0
0
AirflowConceptBeginner · 3 min read

What is SqlSensor in Airflow: Explanation and Example

SqlSensor in Airflow is a sensor that waits for a specific SQL query to return a result before continuing a workflow. It repeatedly runs the query until it finds data or times out, helping coordinate tasks based on database state.
⚙️

How It Works

SqlSensor acts like a watchful friend who keeps checking a database until a certain condition is met. It runs a SQL query repeatedly at set intervals, waiting for the query to return at least one row of data.

Think of it as waiting for a package delivery: you keep checking the tracking status until it shows "delivered". Similarly, SqlSensor keeps checking the database until the data you expect appears, then it lets the workflow continue.
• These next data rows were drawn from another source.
PR #1035, opened 2024-10-10
bench-4235: Update Hints api to accept filter param

dexamundsen:
local testing payloads for 'variant' entity 
`
{ "filter": { "filterType": "ATTRIBUTE", "filterUnion": { "attributeFilter": { "attribute": "rs_number", "operator": "IN", "values": [ { "dataType": "STRING", "valueUnion": { "stringVal": "rs10062" } } ] } } } } 
`

`
 { "filter": { "filterType": "ATTRIBUTE", "filterUnion": { "attributeFilter": { "attribute": "variant_id", "operator": "EQUALS", "values": [ { "dataType": "STRING", "valueUnion": { "stringVal": "13-10062-G-D" } } ] } } } } \
`

`
 { "filter": { "filterType": "TEXT", "filterUnion": { "textFilter": { "matchType": "EXACT_MATCH", "attribute": "gene", "text": "gene" } } } }
 `

sample generated queries
```
SELECT MIN(year_of_birth) AS minVal, MAX(year_of_birth) AS maxVal FROM (SELECT year_of_birth FROM `verily-tanagra-dev.cmssynpuf_index_060724`.ENT_person WHERE year_of_birth IN (1930, 1932));
SELECT MIN(age) AS minVal, MAX(age) AS maxVal FROM (SELECT CAST(FLOOR(TIMESTAMP_DIFF(CURRENT_TIMESTAMP(), age, DAY) / 365.25) AS INT64) AS age FROM `verily-tanagra-dev.cmssynpuf_index_060724`.ENT_person WHERE year_of_birth IN (1930, 1932));
SELECT race AS enumVal, T_DISP_race AS enumDisp, COUNT(*) AS enumCount FROM `verily-tanagra-dev.cmssynpuf_index_060724`.ENT_person WHERE year_of_birth IN (1930, 1932) GROUP BY enumVal, enumDisp;
SELECT gender AS enumVal, T_DISP_gender AS enumDisp, COUNT(*) AS enumCount FROM `verily-tanagra-dev.cmssynpuf_index_060724`.ENT_person WHERE year_of_birth IN (1930, 1932) GROUP BY enumVal, enumDisp;
SELECT ethnicity AS enumVal, T_DISP_ethnicity AS enumDisp, COUNT(*) AS enumCount FROM `verily-tanagra-dev.cmssynpuf_index_060724`.ENT_person WHERE year_of_birth IN (1930, 1932) GROUP BY enumVal, enumDisp;
```


service/src/main/resources/api/service_openapi.yaml
```diff
@@ -1617,20 +1619,24 @@ components:
...
+            (e.g. condition occurrences where condition id=11). Otherwise, 
+            we return hints computed across all instances (e.g. all persons).
           type: object
           properties:
             name:
               type: string
               description: Related entity name
             id:
               $ref: "#/components/schemas/Literal"
+        entityQuery:
```
tjennison-work, line 1638: You could shorten this to `query`. There isn't anything else for it to refer to.

service/src/main/resources/api/service_openapi.yaml
```diff
@@ -1617,20 +1619,24 @@ components:
 
     HintQuery:
       type: object
-      description: Get display hints
+      description: |
+        Get display hints. Only one of relatedEntity and entityQuery may be provided
```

This helps Airflow workflows pause and resume based on real-time data availability, ensuring tasks run only when their required data is ready.

💻

Example

This example shows how to use SqlSensor to wait until a table has at least one row where the status is 'ready'.

python
from airflow import DAG
from airflow.providers.postgres.sensors.sql import SqlSensor
from airflow.utils.dates import days_ago

with DAG(dag_id='sqlsensor_example', start_date=days_ago(1), schedule_interval='@daily') as dag:
    wait_for_data = SqlSensor(
        task_id='wait_for_ready_data',
        conn_id='postgres_default',
        sql="SELECT 1 FROM my_table WHERE status = 'ready' LIMIT 1",
        poke_interval=30,  # check every 30 seconds
        timeout=600       # timeout after 10 minutes
    )
Output
The task 'wait_for_ready_data' will keep checking the SQL query every 30 seconds until it finds a row with status 'ready' or times out after 10 minutes.
🎯

When to Use

Use SqlSensor when you want your Airflow task to wait for data to appear or change in a database before moving on. This is common in data pipelines where downstream tasks depend on upstream data availability.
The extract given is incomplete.